Il déplore aussi le peu de mesures concrètes depuis l’attentat à la Grande Mosquée de Québec, en 2017.

Pour régler un problème, il faut nommer les choses. Ça veut dire parler de terrorisme et d’islamophobie, à tous les paliers de gouvernement.

Yusuf Faqiri, directeur des affaires québécoises du Conseil national des musulmans canadiens

Interpréter la hausse

Les plus récentes données de Statistique Canada, datant de 2019, font état d’une augmentation de 9 % des crimes haineux visant la population musulmane par rapport à l’année précédente. Pendant cette même période, les corps de police canadiens ont observé un « recul du nombre de crimes haineux » ciblant la religion en général (-7 %), lit-on dans un rapport de l’agence fédérale paru en mars.

On y apprend aussi qu’entre 2010 et 2019, 42 % des crimes ciblant la population musulmane étaient « de nature violente », le plus souvent des menaces et des voies de fait, qui visent plus de femmes que d’hommes. Près de 60 % des crimes sont catégorisés comme étant « non violents », surtout des méfaits.

Directeur scientifique au Centre de prévention de la radicalisation menant à la violence (CPRMV), Louis Audet-Gosselin constate aussi qu’une « forte proportion » des crimes haineux touchent la communauté musulmane. « L’enjeu, c’est que ce sont des crimes rapportés par la police comme étant haineux, or, on sait que la grande majorité des crimes haineux ne sont pas rapportés ni dénoncés. Le problème est donc beaucoup plus large », rappelle-t-il.

« Les crimes haineux sont régulièrement le reflet des débats sociaux. Et quand les débats sont très polarisés, il y a des individus qui les poussent plus loin, en nourrissant la haine », explique-t-il.

On ne sait pas encore pour London s’il y a un motif politique, mais chose certaine, la visibilité de l’extrême droite est plus grande depuis le milieu des années 2010. Ça joue dans la diffusion d’un certain discours haineux.

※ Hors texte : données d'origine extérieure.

Issue #615, opened 2021-03-01
Add STOMP messaging support.


mcpierce:
As a system, the frontend and backend exchange state changes via STOMP messages.

https://www.offerzen.com/blog/effective-communication-angular-ngrx-socketio

PR #641, opened 2021-03-09
Added STOMP messaging between the front and backends [#615]

mcpierce:
* Added the frontend messaging feature.
 * Added a queue for monitoring the number of active tasks.
 * Added a new feature to track server status.

## Status
READY

NO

Louis Audet-Gosselin, directeur scientifique au Centre de prévention de la radicalisation menant à la violence

Ultimement, au Québec comme ailleurs, « l’islamophobie existe », ajoute l’expert. « Nommer ce problème, en parler à tous les niveaux, dans les institutions, les médias, c’est déjà une partie de la solution. Sinon, c’est de favoriser la nuance, d’apaiser les débats, et d’essayer de faire en sorte que tout le monde soit inclus. »

Martin Geoffroy, directeur du Centre d’expertise et de formation sur les intégrismes religieux (CEFIR) et professeur au cégep Édouard-Montpetit, seconde. « Il y a une normalisation de l’islamophobie, au sens où il y a encore beaucoup de gens au Québec et ailleurs qui nient son existence, alors que non seulement ça existe, mais surtout, on peut l’expliquer par des études et des recherches sérieuses », dit le chercheur.

« Que Justin Trudeau ait parlé d’attentat terroriste mardi, je dois avouer que ça m’a fait plaisir, poursuit-il. En 2017, dans le cas d’Alexandre Bissonnette à Québec, plusieurs ont refusé de parler de terrorisme. J’y vois un certain biais culturel de notre part. C’est comme si on refusait de penser que la haine peut émaner de notre propre culture. On minimise aussi la part de l’extrême droite dans le développement de cette haine. »

Comme d’autres, Martin Geoffroy appelle à une certaine révision du cadre juridique, nécessaire selon lui pour apaiser la souffrance des communautés touchées par ces crimes. « L’excuse qu’on entend souvent dans des cas comme celui de Bissonnette, c’est qu’avec les meurtres, il en a déjà pour la vie. Et comme c’est plus compliqué de prouver que c’est du terrorisme, on laisse tomber. Mais il faudrait peut-être élargir la définition légale du terrorisme », conclut l’enseignant.